LA GENESI DELLA VIOLENZA ISRAELIANA

 

di Ramzy Baroud

17 gennaio  2018

Non passa giorno senza che un preminente politico o intellettuale israeliano faccia una dichiarazione oltraggiosa contro i Palestinesi. Molte di queste dichiarazioni tendono ad attirare scarsa attenzione o a  suscitare sdegno giustamente meritato.

Proprio di recente, il Ministro dell’Agricoltura di Israele, Uri Ariel, ha chiesto ancora morte e ferite contro i Palestinesi di Gaza.

“Che cosa è questa arma speciale che abbiamo e che quando spariamo vediamo colonne di fuoco e fumo, ma nessuno si fa del male?
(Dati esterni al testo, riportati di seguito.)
PR #307, opened 2025-10-24
BIP32: Add Deserialize extended key target

kuliq23:
### NEW TARGET: Deserialization of a BIP32 extended key
This target accepts a Bip32 extended key in the base58check-encoded form (string of b58 chars), deserializes it, then returns it as a string (return may change to bool, or different parts of the key).
In order to make it even remotely possible to send a valid extkey, formatting of the random bytes is needed.

TLDR bip32 ExtKey serialization from [https://en.bitcoin.it/wiki/BIP_0032](https://en.bitcoin.it/wiki/BIP_0032)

E’ ora che ci sia anche ferite e morte,” ha detto.

L’invito di Ariel a uccidere più Palestinesi è seguito a ruota di altre affermazioni ripugnanti riguardanti una ragazza di 16 anni, Ahed Tamini che è stata arrestata in una violenta incursione dell’esercito israeliano a casa sua nel villaggio di Nabi Saleh, in Cisgiordania.

Una registrazione video ha mostrato Ahed che schiaffeggia un soldato israeliano il giorno dopo che l’esercito israeliano aveva sparato in testa a suo cugino, facendolo entrare in coma.

Il Ministro dell’Istruzione di Israele, Naftali Bennet, noto perle sue opinioni politiche  estremiste, ha detto che Ahed e altre ragazze palestinesi dovrebbero “passare il resto dei loro giorni in prigione.”

Un preminente giornalista israeliano, Ben Caspit, pensava ad ancora più punizioni. Suggeriva che Ahed e le ragazze come lei dovrebbero essere stuprate in prigione.

“Nel caso delle ragazze, dovremmo pretendere un prezzo, in qualche altra  occasione, al buio, senza testimoni e telecamere”, ha scritto in ebraico.

Tuttavia, questa mentalità violenta e rivoltante, non è nuova. E’ l’estensione di un vecchio e radicato sistema di convinzioni che sono fondate su una lunga storia di violenza.

Innegabilmente, le opinioni di Ariel, Bennet e Caspit non sono dichiarazione irose pronunciate in un momento di rabbia. Sono tutte riflessi di  politiche reali che sono state realizzate per oltre 70 anni. In effetti, uccidere, stuprare e mettere in carcere avita, sono delle caratteristiche che hanno accompagnato lo stato di Israele proprio fin dall’inizio.

Questa eredità di violenza continua a definire Israele fino a oggi, con l’uso di quello che lo storico israeliano Ilan Pappe descrive come ‘genocidio progressivo.’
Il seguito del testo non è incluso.